About this exercise: Lines from the records below that contain the word "closed" are to be copied out.

Data under study:
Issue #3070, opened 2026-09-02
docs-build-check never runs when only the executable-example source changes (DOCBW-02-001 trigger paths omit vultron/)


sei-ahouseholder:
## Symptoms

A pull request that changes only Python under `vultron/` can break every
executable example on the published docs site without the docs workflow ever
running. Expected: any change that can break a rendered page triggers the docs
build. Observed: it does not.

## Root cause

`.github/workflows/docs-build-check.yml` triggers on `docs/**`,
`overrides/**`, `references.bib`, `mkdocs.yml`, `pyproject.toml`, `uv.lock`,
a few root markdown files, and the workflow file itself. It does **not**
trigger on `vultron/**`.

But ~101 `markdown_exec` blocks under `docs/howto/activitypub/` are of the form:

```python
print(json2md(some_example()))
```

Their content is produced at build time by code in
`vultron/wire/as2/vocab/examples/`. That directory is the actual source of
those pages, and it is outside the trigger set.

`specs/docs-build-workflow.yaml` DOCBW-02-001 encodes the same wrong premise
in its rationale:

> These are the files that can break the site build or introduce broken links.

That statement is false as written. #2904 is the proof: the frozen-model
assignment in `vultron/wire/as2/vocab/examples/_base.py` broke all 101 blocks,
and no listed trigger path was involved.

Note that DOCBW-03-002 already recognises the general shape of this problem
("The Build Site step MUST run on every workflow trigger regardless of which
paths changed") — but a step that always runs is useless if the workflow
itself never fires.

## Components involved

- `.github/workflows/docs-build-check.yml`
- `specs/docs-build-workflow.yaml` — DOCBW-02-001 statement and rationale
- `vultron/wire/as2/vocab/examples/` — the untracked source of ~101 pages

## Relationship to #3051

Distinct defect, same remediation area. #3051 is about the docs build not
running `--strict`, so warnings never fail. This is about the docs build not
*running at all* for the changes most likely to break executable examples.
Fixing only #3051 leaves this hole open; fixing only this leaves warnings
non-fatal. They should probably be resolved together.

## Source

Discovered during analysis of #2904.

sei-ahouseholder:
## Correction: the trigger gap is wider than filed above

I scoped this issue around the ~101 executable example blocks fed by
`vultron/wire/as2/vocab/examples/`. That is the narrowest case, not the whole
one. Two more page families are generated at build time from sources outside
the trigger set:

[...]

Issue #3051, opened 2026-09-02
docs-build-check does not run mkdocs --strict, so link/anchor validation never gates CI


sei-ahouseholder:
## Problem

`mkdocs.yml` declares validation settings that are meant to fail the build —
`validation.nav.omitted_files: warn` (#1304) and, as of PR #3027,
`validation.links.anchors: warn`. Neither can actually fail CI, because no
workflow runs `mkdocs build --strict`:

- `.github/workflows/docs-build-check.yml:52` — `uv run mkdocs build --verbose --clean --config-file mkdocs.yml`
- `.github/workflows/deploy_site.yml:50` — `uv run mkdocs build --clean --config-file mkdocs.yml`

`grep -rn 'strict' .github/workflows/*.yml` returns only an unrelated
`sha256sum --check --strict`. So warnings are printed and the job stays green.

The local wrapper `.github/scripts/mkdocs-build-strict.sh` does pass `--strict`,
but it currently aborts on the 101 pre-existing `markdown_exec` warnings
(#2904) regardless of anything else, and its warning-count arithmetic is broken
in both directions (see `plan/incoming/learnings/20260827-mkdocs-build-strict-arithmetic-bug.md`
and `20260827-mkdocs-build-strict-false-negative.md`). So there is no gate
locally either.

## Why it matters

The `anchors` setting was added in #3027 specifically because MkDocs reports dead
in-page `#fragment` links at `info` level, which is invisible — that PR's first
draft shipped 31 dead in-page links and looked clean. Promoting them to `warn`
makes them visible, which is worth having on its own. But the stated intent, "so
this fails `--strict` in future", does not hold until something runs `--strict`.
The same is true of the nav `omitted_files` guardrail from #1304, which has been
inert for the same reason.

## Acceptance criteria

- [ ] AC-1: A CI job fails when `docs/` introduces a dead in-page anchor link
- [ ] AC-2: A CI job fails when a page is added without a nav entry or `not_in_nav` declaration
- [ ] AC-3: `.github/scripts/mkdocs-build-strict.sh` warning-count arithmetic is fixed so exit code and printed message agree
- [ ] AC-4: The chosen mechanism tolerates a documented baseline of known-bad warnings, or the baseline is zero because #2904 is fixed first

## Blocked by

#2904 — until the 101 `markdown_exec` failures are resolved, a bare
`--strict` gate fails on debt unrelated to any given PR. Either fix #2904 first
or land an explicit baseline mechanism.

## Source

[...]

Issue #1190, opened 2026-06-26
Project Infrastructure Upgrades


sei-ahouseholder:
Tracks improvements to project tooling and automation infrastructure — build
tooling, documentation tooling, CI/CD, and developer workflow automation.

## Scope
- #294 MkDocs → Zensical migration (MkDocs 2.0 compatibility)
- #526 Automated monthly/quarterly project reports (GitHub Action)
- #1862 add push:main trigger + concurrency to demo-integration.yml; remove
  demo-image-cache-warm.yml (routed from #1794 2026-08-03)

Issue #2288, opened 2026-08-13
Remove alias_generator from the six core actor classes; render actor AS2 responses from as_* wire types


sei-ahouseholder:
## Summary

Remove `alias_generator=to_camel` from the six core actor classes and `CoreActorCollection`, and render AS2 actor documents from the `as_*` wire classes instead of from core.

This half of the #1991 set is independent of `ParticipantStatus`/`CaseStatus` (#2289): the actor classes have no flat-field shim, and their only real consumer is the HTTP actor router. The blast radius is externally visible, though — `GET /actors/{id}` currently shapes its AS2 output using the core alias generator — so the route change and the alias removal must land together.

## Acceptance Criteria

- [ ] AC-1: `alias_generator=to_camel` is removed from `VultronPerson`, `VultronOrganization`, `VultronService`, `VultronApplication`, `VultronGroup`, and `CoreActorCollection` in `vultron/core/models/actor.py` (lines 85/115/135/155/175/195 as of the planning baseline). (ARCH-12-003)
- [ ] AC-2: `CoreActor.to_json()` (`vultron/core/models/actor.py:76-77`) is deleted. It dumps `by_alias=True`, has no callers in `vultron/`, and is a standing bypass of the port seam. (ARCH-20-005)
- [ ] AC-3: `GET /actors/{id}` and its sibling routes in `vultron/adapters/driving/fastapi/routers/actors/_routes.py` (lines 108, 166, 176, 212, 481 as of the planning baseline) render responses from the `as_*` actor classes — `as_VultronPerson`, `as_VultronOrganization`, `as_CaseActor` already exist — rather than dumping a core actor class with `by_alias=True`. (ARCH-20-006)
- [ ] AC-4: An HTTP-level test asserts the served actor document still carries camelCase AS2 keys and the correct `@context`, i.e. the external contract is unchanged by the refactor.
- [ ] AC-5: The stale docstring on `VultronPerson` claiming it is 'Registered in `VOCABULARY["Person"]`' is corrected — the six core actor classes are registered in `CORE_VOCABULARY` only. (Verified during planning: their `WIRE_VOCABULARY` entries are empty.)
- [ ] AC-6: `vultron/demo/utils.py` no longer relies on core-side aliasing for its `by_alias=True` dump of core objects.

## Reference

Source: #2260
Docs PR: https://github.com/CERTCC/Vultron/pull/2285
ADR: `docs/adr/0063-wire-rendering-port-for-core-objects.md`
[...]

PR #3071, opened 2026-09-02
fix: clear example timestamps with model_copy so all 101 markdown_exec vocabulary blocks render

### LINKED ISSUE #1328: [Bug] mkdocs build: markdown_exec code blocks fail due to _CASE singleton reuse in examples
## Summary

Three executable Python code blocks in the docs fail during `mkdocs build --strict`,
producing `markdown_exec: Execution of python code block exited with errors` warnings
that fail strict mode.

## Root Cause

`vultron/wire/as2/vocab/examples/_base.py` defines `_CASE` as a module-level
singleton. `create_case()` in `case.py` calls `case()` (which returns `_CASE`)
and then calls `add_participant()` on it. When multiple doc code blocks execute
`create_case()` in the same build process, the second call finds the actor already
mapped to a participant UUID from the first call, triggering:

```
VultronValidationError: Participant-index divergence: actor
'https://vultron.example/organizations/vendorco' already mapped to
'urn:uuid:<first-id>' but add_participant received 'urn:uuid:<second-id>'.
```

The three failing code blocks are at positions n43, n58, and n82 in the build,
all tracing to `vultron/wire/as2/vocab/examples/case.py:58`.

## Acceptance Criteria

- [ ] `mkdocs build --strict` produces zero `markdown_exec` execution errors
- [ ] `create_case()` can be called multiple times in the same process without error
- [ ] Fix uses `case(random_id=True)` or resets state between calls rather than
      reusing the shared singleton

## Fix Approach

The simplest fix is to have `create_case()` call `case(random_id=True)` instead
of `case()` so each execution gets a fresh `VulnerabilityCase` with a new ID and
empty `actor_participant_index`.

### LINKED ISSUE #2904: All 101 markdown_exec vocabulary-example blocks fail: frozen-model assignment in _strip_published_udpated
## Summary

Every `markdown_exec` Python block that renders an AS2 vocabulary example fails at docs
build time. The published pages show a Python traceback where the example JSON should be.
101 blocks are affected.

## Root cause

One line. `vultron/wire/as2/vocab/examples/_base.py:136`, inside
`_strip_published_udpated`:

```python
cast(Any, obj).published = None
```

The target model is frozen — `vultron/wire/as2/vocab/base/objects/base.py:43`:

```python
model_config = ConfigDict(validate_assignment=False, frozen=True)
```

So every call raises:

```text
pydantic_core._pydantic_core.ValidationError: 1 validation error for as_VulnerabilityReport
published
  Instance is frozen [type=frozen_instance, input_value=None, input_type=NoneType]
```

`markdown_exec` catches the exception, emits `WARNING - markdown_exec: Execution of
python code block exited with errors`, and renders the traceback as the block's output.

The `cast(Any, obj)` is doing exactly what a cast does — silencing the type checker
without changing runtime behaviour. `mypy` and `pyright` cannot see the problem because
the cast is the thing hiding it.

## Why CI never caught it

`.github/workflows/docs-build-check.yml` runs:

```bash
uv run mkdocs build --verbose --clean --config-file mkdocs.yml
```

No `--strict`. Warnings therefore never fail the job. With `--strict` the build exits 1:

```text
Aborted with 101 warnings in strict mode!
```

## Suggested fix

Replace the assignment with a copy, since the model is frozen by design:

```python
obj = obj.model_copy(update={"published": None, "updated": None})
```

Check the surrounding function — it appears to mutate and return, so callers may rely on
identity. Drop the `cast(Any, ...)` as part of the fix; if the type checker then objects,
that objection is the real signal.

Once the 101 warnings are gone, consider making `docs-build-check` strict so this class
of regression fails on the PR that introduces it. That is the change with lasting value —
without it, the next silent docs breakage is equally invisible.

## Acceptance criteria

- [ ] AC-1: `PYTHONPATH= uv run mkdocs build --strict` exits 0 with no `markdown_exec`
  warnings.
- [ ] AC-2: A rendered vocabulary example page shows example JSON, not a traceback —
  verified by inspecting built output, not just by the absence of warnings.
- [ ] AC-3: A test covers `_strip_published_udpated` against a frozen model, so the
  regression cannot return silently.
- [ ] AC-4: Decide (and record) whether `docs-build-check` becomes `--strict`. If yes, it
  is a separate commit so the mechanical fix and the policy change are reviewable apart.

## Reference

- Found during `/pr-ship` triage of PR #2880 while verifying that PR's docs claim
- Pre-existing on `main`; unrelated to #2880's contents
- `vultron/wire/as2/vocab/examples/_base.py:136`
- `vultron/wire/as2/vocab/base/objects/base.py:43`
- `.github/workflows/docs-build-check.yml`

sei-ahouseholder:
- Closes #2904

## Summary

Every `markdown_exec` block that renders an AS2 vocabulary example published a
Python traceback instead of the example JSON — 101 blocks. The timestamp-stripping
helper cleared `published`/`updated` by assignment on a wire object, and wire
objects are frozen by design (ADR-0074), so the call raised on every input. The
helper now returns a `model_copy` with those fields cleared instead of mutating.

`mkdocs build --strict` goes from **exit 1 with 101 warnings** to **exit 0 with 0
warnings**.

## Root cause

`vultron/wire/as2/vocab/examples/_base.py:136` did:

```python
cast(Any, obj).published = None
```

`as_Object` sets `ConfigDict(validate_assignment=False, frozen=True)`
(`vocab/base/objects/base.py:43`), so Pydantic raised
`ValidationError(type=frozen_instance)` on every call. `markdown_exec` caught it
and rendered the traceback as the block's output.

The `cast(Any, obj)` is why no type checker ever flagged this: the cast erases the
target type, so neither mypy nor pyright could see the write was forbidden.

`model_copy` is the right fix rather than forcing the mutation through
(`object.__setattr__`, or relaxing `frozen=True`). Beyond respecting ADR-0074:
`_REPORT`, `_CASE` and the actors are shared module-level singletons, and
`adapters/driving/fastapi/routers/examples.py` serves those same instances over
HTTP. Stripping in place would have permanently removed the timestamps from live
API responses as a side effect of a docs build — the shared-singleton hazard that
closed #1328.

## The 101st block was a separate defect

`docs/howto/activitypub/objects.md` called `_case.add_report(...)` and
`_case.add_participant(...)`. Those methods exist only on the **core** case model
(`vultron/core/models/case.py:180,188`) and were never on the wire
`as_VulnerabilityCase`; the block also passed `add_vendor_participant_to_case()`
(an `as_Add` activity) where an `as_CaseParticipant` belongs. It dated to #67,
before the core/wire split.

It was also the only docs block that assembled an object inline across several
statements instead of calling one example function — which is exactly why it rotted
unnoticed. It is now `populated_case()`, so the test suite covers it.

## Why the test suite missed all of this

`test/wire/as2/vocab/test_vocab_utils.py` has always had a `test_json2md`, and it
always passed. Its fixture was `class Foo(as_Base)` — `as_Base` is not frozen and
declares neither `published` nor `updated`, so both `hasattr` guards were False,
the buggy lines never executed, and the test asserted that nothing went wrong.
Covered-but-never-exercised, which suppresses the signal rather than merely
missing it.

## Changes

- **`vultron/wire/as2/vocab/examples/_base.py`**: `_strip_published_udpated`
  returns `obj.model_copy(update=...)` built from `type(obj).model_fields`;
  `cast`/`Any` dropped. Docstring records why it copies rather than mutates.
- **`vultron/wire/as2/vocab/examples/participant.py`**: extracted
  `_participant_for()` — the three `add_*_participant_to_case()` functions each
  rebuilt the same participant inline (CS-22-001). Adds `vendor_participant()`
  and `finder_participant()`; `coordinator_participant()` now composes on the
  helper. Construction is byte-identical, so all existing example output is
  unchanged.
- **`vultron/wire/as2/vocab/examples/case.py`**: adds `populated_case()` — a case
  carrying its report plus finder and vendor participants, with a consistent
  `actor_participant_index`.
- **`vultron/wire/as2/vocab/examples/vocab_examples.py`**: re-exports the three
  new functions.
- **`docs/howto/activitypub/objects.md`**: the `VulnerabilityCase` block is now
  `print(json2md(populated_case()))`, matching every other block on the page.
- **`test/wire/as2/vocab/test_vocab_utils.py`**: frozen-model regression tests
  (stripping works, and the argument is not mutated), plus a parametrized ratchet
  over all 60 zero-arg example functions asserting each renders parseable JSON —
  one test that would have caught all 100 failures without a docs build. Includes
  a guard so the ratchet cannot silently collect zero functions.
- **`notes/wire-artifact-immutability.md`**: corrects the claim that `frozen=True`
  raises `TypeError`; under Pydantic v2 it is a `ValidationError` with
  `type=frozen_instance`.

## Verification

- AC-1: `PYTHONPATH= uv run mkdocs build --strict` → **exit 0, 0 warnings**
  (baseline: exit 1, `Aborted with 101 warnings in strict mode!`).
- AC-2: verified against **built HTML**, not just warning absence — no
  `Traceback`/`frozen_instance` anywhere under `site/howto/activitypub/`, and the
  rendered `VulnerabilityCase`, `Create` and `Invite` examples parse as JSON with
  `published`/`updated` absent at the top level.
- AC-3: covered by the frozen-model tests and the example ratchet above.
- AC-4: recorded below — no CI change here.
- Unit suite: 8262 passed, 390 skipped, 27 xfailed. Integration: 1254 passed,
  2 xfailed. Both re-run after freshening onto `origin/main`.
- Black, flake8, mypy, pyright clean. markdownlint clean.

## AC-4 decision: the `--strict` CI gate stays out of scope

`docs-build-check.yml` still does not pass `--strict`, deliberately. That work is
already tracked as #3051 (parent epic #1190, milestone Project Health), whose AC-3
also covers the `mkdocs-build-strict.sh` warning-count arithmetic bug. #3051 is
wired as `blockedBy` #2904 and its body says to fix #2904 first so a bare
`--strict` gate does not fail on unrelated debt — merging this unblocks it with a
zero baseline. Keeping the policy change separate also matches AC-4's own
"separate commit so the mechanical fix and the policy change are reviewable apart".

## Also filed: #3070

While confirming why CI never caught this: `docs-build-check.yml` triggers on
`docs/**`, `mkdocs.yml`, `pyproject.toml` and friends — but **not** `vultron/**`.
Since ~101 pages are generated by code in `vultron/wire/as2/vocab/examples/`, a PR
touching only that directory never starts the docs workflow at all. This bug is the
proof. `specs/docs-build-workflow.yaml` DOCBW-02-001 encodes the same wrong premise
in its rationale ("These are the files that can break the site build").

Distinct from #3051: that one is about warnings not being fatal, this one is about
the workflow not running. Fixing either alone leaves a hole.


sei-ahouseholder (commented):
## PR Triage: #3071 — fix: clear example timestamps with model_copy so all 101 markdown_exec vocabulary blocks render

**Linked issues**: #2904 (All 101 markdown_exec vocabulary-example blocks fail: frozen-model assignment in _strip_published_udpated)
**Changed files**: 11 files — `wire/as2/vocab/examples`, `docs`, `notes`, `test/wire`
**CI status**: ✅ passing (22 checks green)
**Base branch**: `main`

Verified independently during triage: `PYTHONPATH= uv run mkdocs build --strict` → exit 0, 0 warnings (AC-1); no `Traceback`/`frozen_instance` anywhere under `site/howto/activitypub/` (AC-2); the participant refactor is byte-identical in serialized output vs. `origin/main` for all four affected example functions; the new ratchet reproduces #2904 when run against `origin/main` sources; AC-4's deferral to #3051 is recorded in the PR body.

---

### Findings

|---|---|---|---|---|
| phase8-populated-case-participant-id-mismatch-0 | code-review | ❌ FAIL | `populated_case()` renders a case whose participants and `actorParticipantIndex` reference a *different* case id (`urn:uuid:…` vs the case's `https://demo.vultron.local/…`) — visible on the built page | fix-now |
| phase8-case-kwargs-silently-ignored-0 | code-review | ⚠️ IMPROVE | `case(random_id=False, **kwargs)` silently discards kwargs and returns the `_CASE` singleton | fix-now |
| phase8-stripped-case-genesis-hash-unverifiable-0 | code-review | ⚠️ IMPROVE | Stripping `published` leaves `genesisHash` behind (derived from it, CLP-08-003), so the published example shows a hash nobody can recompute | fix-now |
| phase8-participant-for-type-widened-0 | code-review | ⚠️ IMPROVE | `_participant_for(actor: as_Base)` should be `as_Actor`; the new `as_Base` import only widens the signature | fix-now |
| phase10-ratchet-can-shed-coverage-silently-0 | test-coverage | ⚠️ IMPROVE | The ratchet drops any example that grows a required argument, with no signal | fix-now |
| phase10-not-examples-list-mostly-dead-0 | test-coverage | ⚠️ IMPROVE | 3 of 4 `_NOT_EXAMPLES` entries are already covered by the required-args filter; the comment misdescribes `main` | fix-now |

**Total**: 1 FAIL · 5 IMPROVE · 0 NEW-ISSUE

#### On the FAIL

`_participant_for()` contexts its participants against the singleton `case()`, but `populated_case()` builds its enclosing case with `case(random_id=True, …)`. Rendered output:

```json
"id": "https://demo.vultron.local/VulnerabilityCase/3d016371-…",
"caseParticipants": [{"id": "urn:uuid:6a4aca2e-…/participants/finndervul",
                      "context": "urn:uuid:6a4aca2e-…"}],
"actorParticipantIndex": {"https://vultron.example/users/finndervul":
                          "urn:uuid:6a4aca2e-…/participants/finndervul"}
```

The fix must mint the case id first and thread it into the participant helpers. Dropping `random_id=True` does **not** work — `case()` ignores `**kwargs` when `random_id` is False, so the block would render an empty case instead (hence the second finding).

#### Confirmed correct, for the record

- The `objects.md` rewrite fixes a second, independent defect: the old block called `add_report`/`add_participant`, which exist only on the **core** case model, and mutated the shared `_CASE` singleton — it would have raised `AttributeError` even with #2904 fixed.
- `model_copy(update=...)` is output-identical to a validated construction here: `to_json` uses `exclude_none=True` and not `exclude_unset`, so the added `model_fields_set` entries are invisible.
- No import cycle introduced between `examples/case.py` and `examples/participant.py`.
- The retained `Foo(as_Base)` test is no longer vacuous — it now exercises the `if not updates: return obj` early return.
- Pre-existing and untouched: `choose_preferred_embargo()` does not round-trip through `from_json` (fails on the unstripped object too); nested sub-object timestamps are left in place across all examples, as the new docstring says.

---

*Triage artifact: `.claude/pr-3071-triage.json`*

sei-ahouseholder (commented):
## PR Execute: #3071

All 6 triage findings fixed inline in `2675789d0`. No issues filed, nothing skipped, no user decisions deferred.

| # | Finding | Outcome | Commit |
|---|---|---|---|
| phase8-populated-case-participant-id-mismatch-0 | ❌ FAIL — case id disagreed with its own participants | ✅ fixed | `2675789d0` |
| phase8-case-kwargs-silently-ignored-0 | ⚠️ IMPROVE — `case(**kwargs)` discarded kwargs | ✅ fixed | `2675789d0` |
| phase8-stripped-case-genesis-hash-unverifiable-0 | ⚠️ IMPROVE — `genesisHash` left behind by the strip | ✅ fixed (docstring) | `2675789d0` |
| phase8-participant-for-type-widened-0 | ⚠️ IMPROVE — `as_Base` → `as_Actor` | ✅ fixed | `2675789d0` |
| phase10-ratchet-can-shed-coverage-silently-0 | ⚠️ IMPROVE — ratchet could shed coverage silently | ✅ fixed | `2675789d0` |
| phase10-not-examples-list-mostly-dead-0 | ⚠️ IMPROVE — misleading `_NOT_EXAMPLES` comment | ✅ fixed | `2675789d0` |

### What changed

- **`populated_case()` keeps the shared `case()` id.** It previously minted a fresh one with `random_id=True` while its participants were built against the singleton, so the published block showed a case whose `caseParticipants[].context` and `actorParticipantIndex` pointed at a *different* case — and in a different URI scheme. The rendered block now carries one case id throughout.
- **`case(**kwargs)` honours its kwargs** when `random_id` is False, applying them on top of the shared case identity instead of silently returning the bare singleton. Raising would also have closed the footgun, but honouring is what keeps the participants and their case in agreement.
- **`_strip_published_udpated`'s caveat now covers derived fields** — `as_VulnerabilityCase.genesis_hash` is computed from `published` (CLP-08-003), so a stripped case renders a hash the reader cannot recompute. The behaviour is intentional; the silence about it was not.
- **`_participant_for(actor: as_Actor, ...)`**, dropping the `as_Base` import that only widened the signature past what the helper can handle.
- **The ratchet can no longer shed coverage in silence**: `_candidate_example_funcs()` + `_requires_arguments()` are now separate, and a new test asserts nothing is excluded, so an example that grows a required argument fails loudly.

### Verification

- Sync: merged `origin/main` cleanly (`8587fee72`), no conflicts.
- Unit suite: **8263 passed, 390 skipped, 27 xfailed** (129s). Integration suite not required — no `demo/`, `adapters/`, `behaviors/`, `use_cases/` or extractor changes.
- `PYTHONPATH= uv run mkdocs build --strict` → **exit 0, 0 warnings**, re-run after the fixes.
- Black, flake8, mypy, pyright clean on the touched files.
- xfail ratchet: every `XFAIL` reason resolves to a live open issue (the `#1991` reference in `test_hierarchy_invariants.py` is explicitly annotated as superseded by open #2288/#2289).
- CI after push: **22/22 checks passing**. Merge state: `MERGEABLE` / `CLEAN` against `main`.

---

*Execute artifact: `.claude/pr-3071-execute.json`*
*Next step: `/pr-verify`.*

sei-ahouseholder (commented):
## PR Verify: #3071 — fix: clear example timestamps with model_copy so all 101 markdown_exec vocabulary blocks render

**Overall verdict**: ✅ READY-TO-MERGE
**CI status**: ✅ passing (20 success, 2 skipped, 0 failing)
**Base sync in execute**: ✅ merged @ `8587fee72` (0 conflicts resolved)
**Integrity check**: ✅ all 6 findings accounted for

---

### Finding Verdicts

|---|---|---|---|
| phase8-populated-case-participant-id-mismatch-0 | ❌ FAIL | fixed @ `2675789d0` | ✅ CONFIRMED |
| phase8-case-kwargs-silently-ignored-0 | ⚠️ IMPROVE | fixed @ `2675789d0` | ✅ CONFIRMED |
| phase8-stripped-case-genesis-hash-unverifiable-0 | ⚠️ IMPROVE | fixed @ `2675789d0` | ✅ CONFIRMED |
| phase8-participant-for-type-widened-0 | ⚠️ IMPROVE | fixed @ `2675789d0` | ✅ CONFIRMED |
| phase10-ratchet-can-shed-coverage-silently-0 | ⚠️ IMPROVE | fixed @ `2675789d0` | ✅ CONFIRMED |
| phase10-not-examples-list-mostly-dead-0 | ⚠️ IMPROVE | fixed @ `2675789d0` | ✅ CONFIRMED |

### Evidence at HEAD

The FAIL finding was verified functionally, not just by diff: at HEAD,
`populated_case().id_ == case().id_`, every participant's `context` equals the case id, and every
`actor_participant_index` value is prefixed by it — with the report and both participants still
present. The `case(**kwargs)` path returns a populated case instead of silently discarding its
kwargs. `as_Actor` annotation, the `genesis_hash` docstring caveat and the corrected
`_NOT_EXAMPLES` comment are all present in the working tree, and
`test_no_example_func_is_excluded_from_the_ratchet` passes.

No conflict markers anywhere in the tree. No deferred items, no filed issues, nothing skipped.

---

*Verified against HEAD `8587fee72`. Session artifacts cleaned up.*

Written answer:
closed #1328.
- **`case(**kwargs)` honours its kwargs** when `random_id` is False, applying them on top of the shared case identity instead of silently returning the bare singleton. Raising would also have closed the footgun, but honouring is what keeps the participants and their case in agreement.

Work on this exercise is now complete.